*Aim of the exercise*: The word "list" may appear in the records below. Report how many lines contain it, and write nothing besides the number.

Top of Exercise inputs

PR #593, opened 2024-03-07
Adoption: fix stopping nova services from tripleo

bogdando:
Match the target container by a strict name.
Filter unrelated nova_virtlogd_wrapper container
and make the nova_virtlogd stopping condition triggering.

Move the stopping logic for nova_virtlogd_wrapper and nova_virtlogd
into the libvirt role as we need to stop these *before* we start
deploying de-containerized libvirt. While the nova role is called
after the libvirt role, so stopping the tripleo libvirt related
happens too late (libvirt has already failed).

Also stop other Nova control plane services, in case of all-in-one
overcloud adoption.

JIRA [OSPRH-2302](https://issues.redhat.com/browse/OSPRH-2302)

### DIFF
--- a/roles/edpm_nova/defaults/main.yml
+++ b/roles/edpm_nova/defaults/main.yml
@@ -32,14 +32,14 @@ edpm_nova_compute_image: "quay.io/podified-antelope-centos9/openstack-nova-compu
 # certs
 edpm_nova_tls_certs_enabled: "{{ edpm_tls_certs_enabled | default(False) }}"
 
-# list of services to stop during adoption
-edpm_old_tripleo_compute_sevices:
+# list of tripleo nova services to stop during EDPM adoption
+edpm_nova_old_tripleo_compute_sevices:
   - tripleo_nova_compute.service
-  - tripleo_nova_libvirt.target
   - tripleo_nova_migration_target.service
-  - tripleo_nova_virtlogd_wrapper.service
-  - tripleo_nova_virtnodedevd.service
-  - tripleo_nova_virtproxyd.service
-  - tripleo_nova_virtqemud.service
-  - tripleo_nova_virtsecretd.service
-  - tripleo_nova_virtstoraged.service
+  # Other control plane services, in case of all-in-one overcloud adoption
+  - tripleo_nova_api_cron.service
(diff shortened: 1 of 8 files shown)


mrkisaolamb (approved):
lgtm

bogdando:
/hold Now I realised that this task should belong to libvirt
we deploy nova after libvirt, and virtlogd makes the latter failing, before the former can fix it

bogdando:
recheck unrelated

roles/edpm_nova/defaults/main.yml
```diff
@@ -32,14 +32,14 @@ edpm_nova_compute_image: "quay.io/podified-antelope-centos9/openstack-nova-compu
...
   - tripleo_nova_compute.service
-  - tripleo_nova_libvirt.target
   - tripleo_nova_migration_target.service
-  - tripleo_nova_virtlogd_wrapper.service
-  - tripleo_nova_virtnodedevd.service
-  - tripleo_nova_virtproxyd.service
-  - tripleo_nova_virtqemud.service
-  - tripleo_nova_virtsecretd.service
-  - tripleo_nova_virtstoraged.service
+  # Other control plane services, in case of all-in-one overcloud adoption
```
SeanMooney, line 39: hum ok yes if you were adopting form standalone this would be needed.

SeanMooney (commented):
recheck 

this looks good. 
it fixes the responsibilities between the roles
the main feedback is there is no molecule testing for the adoption behavior.

i know gibi was looking at adding an adoption seneario so perhaps we could cover that there but ideally we would use tasks in prepare to create a fake systems service to emulate trileo deployed services.

is this something you plan to do in this pr.

roles/edpm_nova/defaults/main.yml
bogdando: there is also all-in-one overcloud managed with Director supported in OSP (which is NOT standalone tripleo)

bogdando:
recheck edpm-ovn

mrkisaolamb:
recheck

SeanMooney (approved):
very well, lets follow up with the molecule tests then and proceed with this to unblock adoption work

Bottom of Exercise inputs

*Answer area*: 2